PANGKALPINANG, Berita5.co.id —
Di tengah gelombang kabar duka yang terus berdatangan dari Sumatera tentang rumah yang rata oleh bencana, pakaian yang hanyut, dan ruang hidup yang seketika runtuh sebuah gerakan kemanusiaan lahir tanpa hingar-bingar seremoni. Dari Bangka Belitung Raya, Korps HMI-Wati (KOHATI) Cabang Bangka Belitung Raya membuka Posko Donasi Pakaian Layak Pakai.
Ia bukan sekadar titik pengumpulan bantuan, melainkan simpul moral yang menyatukan nurani, kerja kolektif, dan kepemimpinan perempuan muda dalam menjawab krisis kemanusiaan.
Gerakan ini berdiri di atas kesadaran bahwa empati tak cukup diucapkan. Ia harus diwujudkan.
Dalam hitungan hari, posko KOHATI menjelma menjadi ruang perjumpaan antara kader HMI, alumni, dan masyarakat umum mereka yang percaya bahwa solidaritas adalah tindakan nyata.
Pakaian yang dikumpulkan bukan barang sisa, bukan limpahan yang dipaksakan, melainkan hasil seleksi sadar layak pakai, bersih, dan bermartabat. Di titik ini, propaganda nilai bekerja dengan terang bahwa organisasi mahasiswa tak hidup dari jargon, tetapi dari kerja yang bisa diukur dampaknya.

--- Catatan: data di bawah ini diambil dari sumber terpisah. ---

PR #35659, opened 2019-11-18
bytes: except "slice bounds out of range" error

kuwa72:
Currently bytes.Buffer do not check error before use read length.
If io.Reader return invalid read length with error, raise "slice bounds out of range".


kuwa72:
@googlebot I signed it!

Ketua KOHATI Cabang Bangka Belitung Raya, Niken Ardila, menegaskan bahwa aksi ini adalah konsekuensi logis dari keberpihakan organisasi terhadap kemanusiaan.
“Alhamdulillah, antusiasme masyarakat sangat luar biasa. Donasi pakaian yang terkumpul adalah bukti bahwa kepedulian masih hidup dan bergerak. Kami memastikan seluruh bantuan disortir dengan standar kelayakan yang ketat dan disalurkan tepat sasaran kepada saudara-saudara kita di Sumatera yang terdampak bencana,” ujarnya, Minggu (14/11/2025).
Pernyataan ini bukan retorika. Di balik tumpukan kardus yang tersusun rapi, berlangsung kerja sunyi para relawan KOHATI dan kader HMI. Mereka menyortir satu per satu memisahkan yang pantas dari yang tak layak, mengelompokkan ukuran, hingga mengemas dengan label kebutuhan. Proses ini menjadi penanda etika gerakan: bahwa bantuan bukan soal cepat tersalurkan, tetapi soal pantas diterima. Setiap helai pakaian diperlakukan sebagai pesan kemanusiaan bahwa penyintas bukan objek belas kasihan, melainkan subjek yang harus dihormati martabatnya.